[[ Supplied data open ]]
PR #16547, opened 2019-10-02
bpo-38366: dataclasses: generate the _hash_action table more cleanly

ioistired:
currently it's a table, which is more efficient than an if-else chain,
[[ Supplied data closed ]]
[[ Supplied data open ]]
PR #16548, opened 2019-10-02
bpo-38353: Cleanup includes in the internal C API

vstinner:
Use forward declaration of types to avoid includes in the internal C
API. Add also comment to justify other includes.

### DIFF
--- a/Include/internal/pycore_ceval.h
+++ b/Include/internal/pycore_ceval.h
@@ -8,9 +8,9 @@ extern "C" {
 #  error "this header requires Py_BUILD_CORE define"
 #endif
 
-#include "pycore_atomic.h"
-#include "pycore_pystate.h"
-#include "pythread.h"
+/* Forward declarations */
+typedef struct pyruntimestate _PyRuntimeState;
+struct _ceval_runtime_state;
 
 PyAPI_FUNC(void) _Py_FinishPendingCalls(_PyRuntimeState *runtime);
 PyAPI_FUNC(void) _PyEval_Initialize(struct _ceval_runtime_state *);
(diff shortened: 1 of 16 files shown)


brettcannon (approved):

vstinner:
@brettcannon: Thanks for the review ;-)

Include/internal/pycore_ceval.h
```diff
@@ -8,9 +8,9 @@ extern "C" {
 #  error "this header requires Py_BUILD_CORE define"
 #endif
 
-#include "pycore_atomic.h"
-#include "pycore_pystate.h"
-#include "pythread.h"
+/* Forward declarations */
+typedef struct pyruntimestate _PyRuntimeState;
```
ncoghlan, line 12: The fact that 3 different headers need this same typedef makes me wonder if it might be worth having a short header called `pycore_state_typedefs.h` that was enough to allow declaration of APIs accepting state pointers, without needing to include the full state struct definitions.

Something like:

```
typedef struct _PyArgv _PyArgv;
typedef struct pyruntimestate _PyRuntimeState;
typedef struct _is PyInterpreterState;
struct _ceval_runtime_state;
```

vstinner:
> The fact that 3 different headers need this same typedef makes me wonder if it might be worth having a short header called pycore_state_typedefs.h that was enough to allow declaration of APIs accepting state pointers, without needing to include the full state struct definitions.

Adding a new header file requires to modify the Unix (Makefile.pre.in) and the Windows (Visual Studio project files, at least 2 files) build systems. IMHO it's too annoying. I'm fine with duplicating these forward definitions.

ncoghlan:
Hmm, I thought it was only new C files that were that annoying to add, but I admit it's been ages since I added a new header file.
[[ Supplied data closed ]]
[[ Supplied data open ]]
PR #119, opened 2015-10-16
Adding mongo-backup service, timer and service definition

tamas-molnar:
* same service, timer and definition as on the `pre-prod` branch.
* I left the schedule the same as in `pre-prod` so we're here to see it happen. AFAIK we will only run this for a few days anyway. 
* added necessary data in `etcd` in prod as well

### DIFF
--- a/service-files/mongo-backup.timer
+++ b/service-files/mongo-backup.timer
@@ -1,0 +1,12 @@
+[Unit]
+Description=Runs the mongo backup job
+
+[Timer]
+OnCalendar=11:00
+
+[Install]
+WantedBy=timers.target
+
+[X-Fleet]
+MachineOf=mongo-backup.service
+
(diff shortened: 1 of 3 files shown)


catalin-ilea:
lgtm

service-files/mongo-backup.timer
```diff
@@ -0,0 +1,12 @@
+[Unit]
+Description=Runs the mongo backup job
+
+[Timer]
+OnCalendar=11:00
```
[[ Supplied data closed ]]
Work instructions
Reproduce each line of the entries in which the word "allow" is found.

Solved problem
ncoghlan, line 12: The fact that 3 different headers need this same typedef makes me wonder if it might be worth having a short header called `pycore_state_typedefs.h` that was enough to allow declaration of APIs accepting state pointers, without needing to include the full state struct definitions.
> The fact that 3 different headers need this same typedef makes me wonder if it might be worth having a short header called pycore_state_typedefs.h that was enough to allow declaration of APIs accepting state pointers, without needing to include the full state struct definitions.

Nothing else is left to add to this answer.